> TRY IT
Keep every line of the data below that has the string "Thread" and present those lines.

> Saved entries
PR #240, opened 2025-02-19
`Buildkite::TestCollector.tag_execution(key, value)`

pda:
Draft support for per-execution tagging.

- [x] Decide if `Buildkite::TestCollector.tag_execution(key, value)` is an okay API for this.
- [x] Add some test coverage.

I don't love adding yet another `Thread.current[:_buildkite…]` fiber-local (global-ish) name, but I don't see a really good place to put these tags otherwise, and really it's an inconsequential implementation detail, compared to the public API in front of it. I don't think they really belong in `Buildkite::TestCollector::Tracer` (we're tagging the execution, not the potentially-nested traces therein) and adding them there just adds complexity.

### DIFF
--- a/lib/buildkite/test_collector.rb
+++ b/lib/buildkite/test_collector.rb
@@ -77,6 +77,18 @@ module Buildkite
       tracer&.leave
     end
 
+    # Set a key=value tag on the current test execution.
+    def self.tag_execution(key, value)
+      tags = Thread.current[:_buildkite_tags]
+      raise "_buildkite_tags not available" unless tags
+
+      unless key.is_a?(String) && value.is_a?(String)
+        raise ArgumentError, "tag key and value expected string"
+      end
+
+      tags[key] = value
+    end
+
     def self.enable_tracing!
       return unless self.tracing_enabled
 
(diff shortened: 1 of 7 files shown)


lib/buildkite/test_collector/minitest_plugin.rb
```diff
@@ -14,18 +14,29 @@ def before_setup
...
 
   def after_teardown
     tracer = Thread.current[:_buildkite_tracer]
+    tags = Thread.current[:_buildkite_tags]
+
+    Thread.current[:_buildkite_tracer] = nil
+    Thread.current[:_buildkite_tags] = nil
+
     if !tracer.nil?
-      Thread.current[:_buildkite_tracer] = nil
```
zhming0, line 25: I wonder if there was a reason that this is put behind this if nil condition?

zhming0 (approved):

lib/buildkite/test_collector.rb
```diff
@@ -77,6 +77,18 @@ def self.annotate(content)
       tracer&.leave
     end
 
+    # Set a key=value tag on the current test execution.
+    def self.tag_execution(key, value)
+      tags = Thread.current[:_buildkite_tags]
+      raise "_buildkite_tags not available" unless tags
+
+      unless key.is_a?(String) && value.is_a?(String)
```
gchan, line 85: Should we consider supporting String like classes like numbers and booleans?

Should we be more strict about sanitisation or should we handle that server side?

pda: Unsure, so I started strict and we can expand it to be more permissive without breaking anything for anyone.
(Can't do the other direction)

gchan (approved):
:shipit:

> ANSWER AREA
I don't love adding yet another `Thread.current[:_buildkite…]` fiber-local (global-ish) name, but I don't see a really good place to put these tags otherwise, and really it's an inconsequential implementation detail, compared to the public API in front of it. I don't think they really belong in `Buildkite::TestCollector::Tracer` (we're tagging the execution, not the potentially-nested traces therein) and adding them there just adds complexity.
+      tags = Thread.current[:_buildkite_tags]
     tracer = Thread.current[:_buildkite_tracer]
+    tags = Thread.current[:_buildkite_tags]
+    Thread.current[:_buildkite_tracer] = nil
+    Thread.current[:_buildkite_tags] = nil
-      Thread.current[:_buildkite_tracer] = nil
+      tags = Thread.current[:_buildkite_tags]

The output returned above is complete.